Records from a dataset

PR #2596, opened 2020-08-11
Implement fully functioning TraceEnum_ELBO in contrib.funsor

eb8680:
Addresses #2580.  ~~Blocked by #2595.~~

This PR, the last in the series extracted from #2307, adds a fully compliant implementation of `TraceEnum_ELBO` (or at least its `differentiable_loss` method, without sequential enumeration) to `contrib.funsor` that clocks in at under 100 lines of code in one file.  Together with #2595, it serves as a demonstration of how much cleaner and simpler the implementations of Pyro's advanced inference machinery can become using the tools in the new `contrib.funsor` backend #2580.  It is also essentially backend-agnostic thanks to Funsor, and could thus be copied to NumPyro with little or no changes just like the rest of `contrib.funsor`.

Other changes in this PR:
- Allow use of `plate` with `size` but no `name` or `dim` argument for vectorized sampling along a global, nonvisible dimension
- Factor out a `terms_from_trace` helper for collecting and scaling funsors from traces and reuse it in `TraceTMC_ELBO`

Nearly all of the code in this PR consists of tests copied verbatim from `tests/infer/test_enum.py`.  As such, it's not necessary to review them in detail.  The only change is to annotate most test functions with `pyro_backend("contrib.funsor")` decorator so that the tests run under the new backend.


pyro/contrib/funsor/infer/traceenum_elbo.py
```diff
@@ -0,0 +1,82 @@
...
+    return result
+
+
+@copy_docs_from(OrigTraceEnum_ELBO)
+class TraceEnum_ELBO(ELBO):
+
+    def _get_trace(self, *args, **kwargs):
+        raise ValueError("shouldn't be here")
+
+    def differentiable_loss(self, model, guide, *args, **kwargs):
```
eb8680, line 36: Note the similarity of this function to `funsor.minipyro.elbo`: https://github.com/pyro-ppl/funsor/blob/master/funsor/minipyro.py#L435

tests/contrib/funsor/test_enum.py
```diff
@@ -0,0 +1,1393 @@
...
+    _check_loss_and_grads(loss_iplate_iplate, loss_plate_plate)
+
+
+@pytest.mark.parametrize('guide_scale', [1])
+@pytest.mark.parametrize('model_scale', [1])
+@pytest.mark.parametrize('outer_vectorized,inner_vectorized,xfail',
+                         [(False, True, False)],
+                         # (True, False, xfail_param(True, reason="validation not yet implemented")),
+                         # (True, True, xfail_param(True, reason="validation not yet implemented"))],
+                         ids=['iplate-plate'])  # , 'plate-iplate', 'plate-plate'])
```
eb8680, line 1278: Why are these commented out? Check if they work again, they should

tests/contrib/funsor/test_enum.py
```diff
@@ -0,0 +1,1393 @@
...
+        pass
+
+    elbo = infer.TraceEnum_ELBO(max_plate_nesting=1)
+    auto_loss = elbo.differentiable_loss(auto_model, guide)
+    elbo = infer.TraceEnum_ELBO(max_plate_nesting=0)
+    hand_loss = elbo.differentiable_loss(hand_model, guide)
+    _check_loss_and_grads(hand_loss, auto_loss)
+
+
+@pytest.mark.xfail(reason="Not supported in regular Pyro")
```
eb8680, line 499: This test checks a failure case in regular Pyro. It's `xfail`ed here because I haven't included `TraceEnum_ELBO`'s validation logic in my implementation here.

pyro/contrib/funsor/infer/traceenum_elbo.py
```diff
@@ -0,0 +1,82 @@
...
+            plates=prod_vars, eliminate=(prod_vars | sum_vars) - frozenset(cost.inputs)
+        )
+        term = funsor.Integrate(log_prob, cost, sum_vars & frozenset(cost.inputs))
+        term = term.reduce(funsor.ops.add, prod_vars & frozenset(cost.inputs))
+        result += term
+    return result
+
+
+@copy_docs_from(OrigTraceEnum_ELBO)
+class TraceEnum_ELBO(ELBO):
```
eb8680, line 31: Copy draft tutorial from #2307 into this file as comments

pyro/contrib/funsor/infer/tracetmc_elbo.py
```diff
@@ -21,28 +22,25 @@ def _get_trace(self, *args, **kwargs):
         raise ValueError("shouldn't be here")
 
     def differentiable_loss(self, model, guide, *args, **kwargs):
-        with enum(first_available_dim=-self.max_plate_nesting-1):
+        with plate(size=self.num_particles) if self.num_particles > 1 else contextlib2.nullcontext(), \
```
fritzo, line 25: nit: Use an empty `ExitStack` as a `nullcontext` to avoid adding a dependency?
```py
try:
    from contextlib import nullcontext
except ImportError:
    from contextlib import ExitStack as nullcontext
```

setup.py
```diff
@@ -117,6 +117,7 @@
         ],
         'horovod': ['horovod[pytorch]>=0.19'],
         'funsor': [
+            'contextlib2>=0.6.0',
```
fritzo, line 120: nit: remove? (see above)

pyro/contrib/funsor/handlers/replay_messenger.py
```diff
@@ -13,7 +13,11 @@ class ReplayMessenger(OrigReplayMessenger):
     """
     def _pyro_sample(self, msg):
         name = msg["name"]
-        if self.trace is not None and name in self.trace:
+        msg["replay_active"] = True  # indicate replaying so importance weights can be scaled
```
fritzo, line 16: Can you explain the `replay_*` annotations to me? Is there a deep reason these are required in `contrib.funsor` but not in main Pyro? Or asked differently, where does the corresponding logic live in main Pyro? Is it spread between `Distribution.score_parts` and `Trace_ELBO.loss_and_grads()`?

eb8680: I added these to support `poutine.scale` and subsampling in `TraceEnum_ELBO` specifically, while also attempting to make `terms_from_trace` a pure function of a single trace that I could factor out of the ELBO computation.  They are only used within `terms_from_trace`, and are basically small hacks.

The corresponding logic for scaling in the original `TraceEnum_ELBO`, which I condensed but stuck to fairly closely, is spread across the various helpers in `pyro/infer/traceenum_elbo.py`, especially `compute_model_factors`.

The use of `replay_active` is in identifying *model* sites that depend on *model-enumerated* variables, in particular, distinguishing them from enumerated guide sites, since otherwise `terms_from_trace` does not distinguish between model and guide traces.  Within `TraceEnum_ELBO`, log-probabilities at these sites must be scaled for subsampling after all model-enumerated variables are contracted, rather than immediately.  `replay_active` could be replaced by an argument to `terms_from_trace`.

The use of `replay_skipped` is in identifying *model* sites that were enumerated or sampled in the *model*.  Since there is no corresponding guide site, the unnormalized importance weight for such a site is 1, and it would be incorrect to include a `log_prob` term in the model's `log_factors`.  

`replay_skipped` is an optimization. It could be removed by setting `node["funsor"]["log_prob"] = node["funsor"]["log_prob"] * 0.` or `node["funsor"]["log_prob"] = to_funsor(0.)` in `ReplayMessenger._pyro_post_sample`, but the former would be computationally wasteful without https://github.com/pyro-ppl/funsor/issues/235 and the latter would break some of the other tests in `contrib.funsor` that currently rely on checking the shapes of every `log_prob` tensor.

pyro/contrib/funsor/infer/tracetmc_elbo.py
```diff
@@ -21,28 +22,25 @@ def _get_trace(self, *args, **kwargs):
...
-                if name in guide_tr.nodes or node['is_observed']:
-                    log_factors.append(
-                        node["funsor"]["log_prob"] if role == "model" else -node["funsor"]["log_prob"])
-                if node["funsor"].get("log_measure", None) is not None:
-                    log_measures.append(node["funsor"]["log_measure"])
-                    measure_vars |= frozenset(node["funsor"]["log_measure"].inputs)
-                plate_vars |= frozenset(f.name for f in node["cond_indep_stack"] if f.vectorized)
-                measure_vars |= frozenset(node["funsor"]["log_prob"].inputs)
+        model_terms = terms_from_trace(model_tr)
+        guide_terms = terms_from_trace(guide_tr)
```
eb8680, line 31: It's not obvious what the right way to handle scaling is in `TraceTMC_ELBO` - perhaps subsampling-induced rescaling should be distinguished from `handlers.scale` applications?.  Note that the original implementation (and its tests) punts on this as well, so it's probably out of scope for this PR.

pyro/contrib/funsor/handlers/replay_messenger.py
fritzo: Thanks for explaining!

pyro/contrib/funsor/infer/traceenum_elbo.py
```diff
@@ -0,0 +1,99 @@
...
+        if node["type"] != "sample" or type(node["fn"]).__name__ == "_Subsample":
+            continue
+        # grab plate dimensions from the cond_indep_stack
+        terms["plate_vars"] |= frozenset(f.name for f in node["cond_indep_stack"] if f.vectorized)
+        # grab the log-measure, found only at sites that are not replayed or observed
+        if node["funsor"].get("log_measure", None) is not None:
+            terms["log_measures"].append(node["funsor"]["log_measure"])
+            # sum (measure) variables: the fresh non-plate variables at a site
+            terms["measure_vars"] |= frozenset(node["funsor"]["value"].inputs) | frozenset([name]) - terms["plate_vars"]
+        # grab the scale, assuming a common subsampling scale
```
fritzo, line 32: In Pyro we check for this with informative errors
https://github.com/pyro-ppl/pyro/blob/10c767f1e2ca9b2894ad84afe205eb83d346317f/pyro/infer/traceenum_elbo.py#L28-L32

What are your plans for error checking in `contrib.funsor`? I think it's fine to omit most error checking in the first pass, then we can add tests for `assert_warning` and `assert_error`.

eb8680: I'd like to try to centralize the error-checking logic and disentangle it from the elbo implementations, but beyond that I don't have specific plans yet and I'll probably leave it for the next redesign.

§ WHAT YOU NEED TO DO
Your reply must consist of one number, the count of lines in the entries that hold "original".

§ COMPLETED EXERCISE
2